Le premier single est de ces mélodies que Rose a toujours su fabriquer, douce et efficace. Le refrain revient naturellement en tête, ce « Et puis Juin, et puis toi », hymne à la maternité entre impatience et réalité, qui a le mérite de ne pas s’encombrer des mièvreries lexicales trop souvent employées dans l’exercice. Mais avec « Aux éclats je ris » au refrain contrasté entre une voix blanche et ce « Mais parfois encore, je crève de cette vie, je me mords les lèvres », mais avec ce « Je me manque » qui rejoint « L’acide » et « Je sais plus » au rang des plus beaux titres de Rose, mais avec « C’est donc rien », la chanteuse dévoile le bonheur tel qu’il est, lorsqu’il est entier, c’est-à-dire ambivalent.
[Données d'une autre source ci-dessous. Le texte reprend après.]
Issue #2770, opened 2026-09-06
userOrganization.organizationReference has two stored forms; the SuperAdmin member counts match only one


aupyay:
## `organizationReference` is stored in two forms; the SuperAdmin member counts match only one of them

`userOrganization.organizationReference` holds either a bare organisation id or the FHIR-style `Organization/<id>`. Most readers defend against both. **Three counts on the super-admin path do not**, and they are the numbers an operator uses to sanity-check who is in a clinic.

Read at `origin/dev` `1203d952b06e58f2b1932c27f36638d37bfb7fe1`.

### The repository states the data is mixed

`apps/backend/src/config/auth-hooks.ts:100` strips the prefix before use:

```ts
row.organizationReference.replace(/^Organization\//, "")
```

and its test names the consequence of not doing so — `apps/backend/test/config/auth-hooks.test.ts`:

```
it("strips the FHIR Organization/ prefix before looking the row up", ...)
// Mappings are stored bare or prefixed; querying the prefixed string finds
// nothing, which would count zero active orgs and block a live account.
```

Eight further read sites carry an explicit `OR` branch for the prefixed form — `rbac.ts:128`, `shared/organisation-membership.ts:33`, `organization.service.ts:716`, `chat.service.ts:168`, `networkChat.service.ts:45`, `clinical-artifact.service.ts:644` and `:722`, `documenso.controller.ts:215`.

### The three that do not

`apps/backend/src/services/super-admin-business.service.ts` — the org **list**, the org **detail**, and the org **update** response:

```ts
:210   where: { active: true, organizationReference: organizationId }
:250   where: { organizationReference: organization.id, active: true }
:297   where: { organizationReference: updated.id, active: true }
```

All three are equality on the bare id. Any membership row stored in the prefixed form is invisible to them, so `memberCount` under-reports and does so **silently** — a smaller number is indistinguishable from a smaller clinic.

`apps/backend/src/services/dashboard.service.ts:254` (`getStaffOnDutyCount`) has the same shape.

### Scope of the claim

**Proved from source:** the prefixed form is expected by nine independent readers, one of which strips it with a test asserting that failing to do so blocks live accounts; and these four queries cannot match it.

[...]

PR #3009, opened 2026-09-11
fix(backend): count staff on duty by every stored organisationReference spelling

aupyay:
## Summary

Issue #2770: `userOrganization.organizationReference` is persisted verbatim from the inbound FHIR `PractitionerRole`, so a membership can be stored bare or as `Organization/<id>` (also `<fhirId>` / `Organization/<fhirId>`). The super-admin counts were fixed by #2771 to resolve through the shared both-forms predicate (`organisationReferenceMatches`), but the dashboard's `getStaffOnDutyCount` was the one remaining site in the issue's list that still matched the bare id only.

`apps/backend/src/services/dashboard.service.ts:254` used:

```ts
where: { organizationReference: organisationId, active: true }
```

A clinic whose memberships arrived with a conformant reference would render `staffOnDuty: 0`. This change routes the count through the same shared predicate the super-admin counts, the members list, and `filterUserIdsInOrganisation` use, so the dashboard tile and RBAC cannot disagree about who belongs.

## Change

- `dashboard.service.ts`: `getStaffOnDutyCount` now uses `organisationReferenceMatches(organisationId)` wrapped in the active-membership filter, instead of a bare-id equality.
- Test: asserts the query is issued with both stored spellings (`org-123` and `Organization/org-123`).

## Testing

```
pnpm --filter backend run type-check                rc 0, 0 errors
pnpm --filter backend run lint                      0 errors (24 pre-existing warnings elsewhere)
pnpm exec jest test/services/dashboard.service.test.ts --coverage   35 passed, 99.71% stmts / 73.28% branch
```

No local Aikido token on this machine (keychain `aikido-mcp` absent); change has no I/O or injection surface, and the hosted gate will run in CI.

Refs #2770

### DIFF
--- a/apps/backend/src/services/dashboard.service.ts
+++ b/apps/backend/src/services/dashboard.service.ts
@@ -4,6 +4,7 @@ import dayjs from "dayjs";
 import { Prisma } from "@prisma/client";
 import { prisma } from "src/config/prisma";
 import { AvailabilityService } from "src/services/availability.service";
+import { organisationReferenceMatches } from "src/services/shared/organisation-membership";
 
 export class DashboardServiceError extends Error {
   constructor(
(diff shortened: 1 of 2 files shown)


ankit-yc (approved):
Correct application of the existing organisationReferenceMatches shared predicate — same pattern as #2771. New test asserts both stored spellings are queried, mutation-relevant assertion. CI green.

PR #3136, opened 2026-09-12
fix(backend): close tenant-isolation gaps in appointment accept/reject/cancel and patient-consent/transfer

aupyay:
## Summary
- The PMS appointment `accept`/`reject`/`cancel` routes used `withOrgPermissions()`, which authorises the org the URL names, not the org the target appointment actually belongs to. A caller authorised at org A could accept, reject, or cancel an appointment belonging to org B by putting org A in the URL and org B's appointment id in the path. Switched to `withAppointmentOrgPermissions()` (the pattern already used by `checkin`/`admit`/`attachFormsToAppointment` on the same router) and threaded the resolved `organisationId` through the service layer so `cancelAppointment`/`rejectRequestedAppointment`/`approveRequestedFromPms` scope their lookup by it.
- `patient-consent.service.ts#grant()` and `patient-transfer.service.ts#create()` trusted a caller-supplied `patientId` without checking it belongs to the caller's organisation, unlike the 18 sibling clinical services (`patient-flag`, `patient-allergy`, etc.) that already call the shared `assertPatientOrgMembership` guard for this exact reason. Added the same guard to both.

Both were found during a broader adversarially-verified backend security sweep this session; these are the highest-severity, lowest-risk-to-fix findings (established, already-proven fix patterns exist for both bug classes elsewhere in the codebase). The remaining findings from that sweep are being triaged separately.

## Impact area
`apps/backend` only: appointment router/service/controller, patient check-in's cancel-sync caller, patient-consent and patient-transfer services, and their test suites.

## Validation performed
- New cross-tenant regression tests added for all 5 fixed call sites (appointment accept/reject/cancel + consent grant + transfer create), asserting a 404/"Companion not found" and that no write is persisted.
- Mutation-tested every new guard: reverted the fix in the source (via `sed`/direct edit), confirmed the exact new+pre-existing tests that should catch the regression fail (and nothing else does), then restored and re-confirmed green.
- `npx jest --testPathPatterns="appointment.prisma.service.test|appointment.prisma.controller.test|patient-check-in.service.test|patient-consent.service.test|patient-transfer.service.test"` — 290/290 passing on this branch (rebased onto current `dev`).
- `npx tsc --noemit` (full backend) — 0 errors.
- `npx eslint` on all touched files — 0 errors (pre-existing, unrelated warnings only).
- Pre-push hook (full monorepo lint + type-check, 17/17 tasks) passed.

### DIFF
--- a/apps/backend/src/controllers/web/appointment.prisma.controller.ts
+++ b/apps/backend/src/controllers/web/appointment.prisma.controller.ts
@@ -306,14 +306,23 @@ export const AppointmentController = {
   },
 
   acceptRequested: async (
-    req: Request<{ appointmentId: string }, unknown, AppointmentRequestDTO>,
+    req: Request<
+      { organisationId: string; appointmentId: string },
+      unknown,
+      AppointmentRequestDTO
+    >,
     res: Response,
   ) => {
     try {
       const { appointmentId } = req.params;
+      const organisationId = resolveAuthorizedOrganisationId(req);
+      if (!organisationId) {
+        return res.status(400).json({ message: "Missing organisationId" });
+      }
       const data = await AppointmentPrismaService.approveRequestedFromPms(
         appointmentId,
         req.body,
+        organisationId,
       );
       return res.status(200).json({ message: "Appointment accepted", data });
     } catch (err: unknown) {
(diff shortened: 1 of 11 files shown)


ankit-yc (approved):
CI fully green (all required checks, SonarCloud quality gate, Aikido, react-doctor). Mutation-tested cross-tenant regression tests confirmed to fail against the pre-fix code and pass against the fix; reused the codebase's own established withResourceOrgPermissions/assertPatientOrgMembership patterns rather than inventing new ones.

PR #3137, opened 2026-09-12
fix(frontend): brighten compliance badge marks for legibility in dark theme

aupyay:
## Summary
- The GDPR/SOC 2/ISO 27001/FHIR marks in the footer are dark ink on a transparent background; against the dark-theme footer background they become illegible.
- Reuses the `filter: grayscale(1) brightness(2.2)` technique already applied inline in `AuthShell.tsx` to these exact same official marks (for its own permanently-dark brand panel), so no mark is redrawn, replaced, or fabricated — only the on-screen rendering of the existing pixels is recoloured. The FDA mark already carries its own opaque light background and is deliberately excluded.
- Added a Storybook story that pins the dark theme and asserts the filter via `getComputedStyle` on each badge, so the fix has story coverage.

## Impact area
`apps/frontend` only: `Footer.css`, `Footer.stories.tsx`.

## Validation performed
- Verified visually in Storybook (both themes) — dark theme badges legible, light theme pixel-identical to before.
- Verified via direct `getComputedStyle` assertions against the live Storybook iframe in both themes.
- `npx tsc --noemit` (frontend) — 0 errors.
- `npx eslint` on both touched files — 0 errors.
- Pre-push hook (full monorepo lint + type-check, 17/17 tasks) passed.

### DIFF
--- a/apps/frontend/src/app/ui/widgets/Footer/Footer.css
+++ b/apps/frontend/src/app/ui/widgets/Footer/Footer.css
@@ -205,6 +205,21 @@
   height: 56px;
 }
 
+/* The GDPR/ISO/FHIR marks are solid dark ink on a transparent background, and
+   the SOC 2 seal is a near-black AICPA-issued circle - both read fine on the
+   light footer but disappear into it once html[data-theme='dark'] turns the
+   footer's own background dark. These are official third-party marks (AICPA's
+   licensed SOC seal among them), so the fix is the same brightness/grayscale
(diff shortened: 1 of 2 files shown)


ankit-yc (approved):
CI fully green including Chromatic, all 4 Storybook play-function shards, and SonarCloud quality gate. Verified visually in both themes; the fix reuses AuthShell.tsx's existing filter technique on the same official marks rather than introducing new assets.

PR #3196, opened 2026-09-12
fix(backend): net refunds from invoice paid totals

### LINKED ISSUE #3138: [Bug]: invoice refunds are never netted out of cashPaid/effectivePaid
### Affected area
Backend API (apps/backend)

### What is wrong
`computeInvoiceFinancialDetails()` in [invoice.service.ts:496](apps/backend/src/services/invoice.service.ts#L496) sums `payment.amount` for every `Payment` row on an invoice with no status filter. The payments are fetched (lines 549-553 / 587-591) *with* their `refunds` relation loaded, but that relation is never used in the sum — a fully or partially refunded payment is still counted at its original full amount toward `cashPaid`/`effectivePaid`.

### Steps to reproduce
1. Create an invoice with `totalAmount = $200`.
2. Record a `$200` payment against it (`Payment.status = COMPLETED`).
3. Issue a `$50` partial refund on that payment (`Payment.status` becomes `PARTIALLY_REFUNDED`; `invoice.totalAmount` is unchanged).
4. Call `GET /invoices/:invoiceId` (or the finance list) as clinic staff.

### Expected behavior
`effectivePaid` should net out the refunded amount, so the invoice shows an outstanding balance reflecting the $50 that was actually returned to the customer.

### Actual behavior
`actualCashPaid` is computed as the unconditional sum of `Payment.amount = $200`. The refund is never subtracted. `effectivePaid = $200`, `balance = max(0, 200-200-0) = $0`. The UI reports the invoice as fully settled with nothing owed, silently hiding that $50 was refunded — the org has no signal that the true remaining balance is understated by the refunded amount.

Always, whenever a payment on an invoice has any refund recorded against it.

### Did this work before

### Impact
High - a core workflow (invoice/payment reconciliation) silently reports incorrect financial state, with no workaround short of manual reconciliation.

### Additional context
Found during a backend correctness sweep this session (2026-09-12). Same root cause as a related, opposite-direction inconsistency already open in `getInvoiceFinancialSummary` — refunds are never netted against the payment they apply to anywhere in this file. Fix direction: exclude/net `REFUNDED`/`PARTIALLY_REFUNDED` payment amounts (or their refunded sub-amount) from the `cashPaid`/`effectivePaid` sum, consistently across every call site in this file.

aupyay:
## PR Checklist

Invoice settlement calculations count the original amount of successful payments without subtracting successful refunds. A fully refunded payment can also be omitted from one summary path while remaining counted at its gross amount in another, producing inconsistent paid and balance totals.

## What is the new behavior?

Invoice financial summaries use a shared calculation that subtracts successful refunds from each payment and floors the result at zero. Both invoice detail/list settlement data and the reusable finance summary now include succeeded, partially refunded, and refunded payments and report their net paid amount consistently.

Added coverage for partial refunds, failed refunds, and refunds larger than the original payment. The two affected backend suites pass (281 tests), backend type-check and build pass, and the repository-wide pre-push lint and type-check gates pass. The complete backend test suite requires the repository's Redis-backed test environment and was not completed locally.

## Related Issue(s)

Fixes #3138

### DIFF
--- a/apps/backend/src/services/finance/payment.ts
+++ b/apps/backend/src/services/finance/payment.ts
@@ -12,7 +12,7 @@ import Stripe from "stripe";
 import { prisma } from "src/config/prisma";
 import logger from "src/utils/logger";
 import { FinanceEventService } from "./events";
-import { roundMoney } from "./pricing";
+import { getNetPaymentAmount, roundMoney } from "./pricing";
 import {
   fromStripeMinorUnits,
   toStripeMinorUnits,
@@ -213,8 +213,17 @@ export const getInvoiceFinancialSummary = async (
 ): Promise<InvoiceFinancialSummary> => {
   const [payments, creditNotes] = await Promise.all([
     prisma.payment.findMany({
-      where: { invoiceId, status: "SUCCEEDED" },
-      select: { amount: true },
+      where: {
+        invoiceId,
+        status: { in: ["SUCCEEDED", "PARTIALLY_REFUNDED", "REFUNDED"] },
+      },
+      select: {
+        amount: true,
+        refunds: {
+          where: { status: "SUCCEEDED" },
+          select: { amount: true, status: true },
+        },
+      },
     }),
     prisma.creditNote.findMany({
       where: { invoiceId, status: "ISSUED" },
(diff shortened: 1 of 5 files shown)


ankit-yc (approved):
Reviewed independently: getNetPaymentAmount logic checked against issue #3138's math, both call sites in invoice.service.ts covered via the shared helper, plus the related getInvoiceFinancialSummary fix. Ran the 2 suites locally (281/281 pass) and mutation-tested both the refund-status filter and the zero-floor — each caught by a distinct test. LGTM.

De sensations contradictoires, d’états seconds en secondes successives, se glisse « Comme si c’était demain » : sur la douceur écorchée de Rose s’étale dans le doute où s’invite un clavier laissant flotter la vérité. Un bonheur face A, face B qui fait sourire au nom des images qu’il invoque, « J’aime(pas) » : ce qui est con est parfois bon. La Rose mélancolique gifle en résonances mais les chansons d’amours réussies sont aussi belles d’autant d’échos. Un peu de pastel sur le noir… qui n’en voudrait pas ? « Mais ça va » résume bien cet état là, ces parenthèses qu’il est aussi bon de chanter que les nuits d’étouffements.

« Les pieds dans le bonheur », un bonheur qu’elle partage dans Paris, qui voit défiler tant d’histoires : « Jamais Paris ne me laisse », chanson capitale qui nous laisse fredonnant un « Petit pantin sur Grands Boulevards ».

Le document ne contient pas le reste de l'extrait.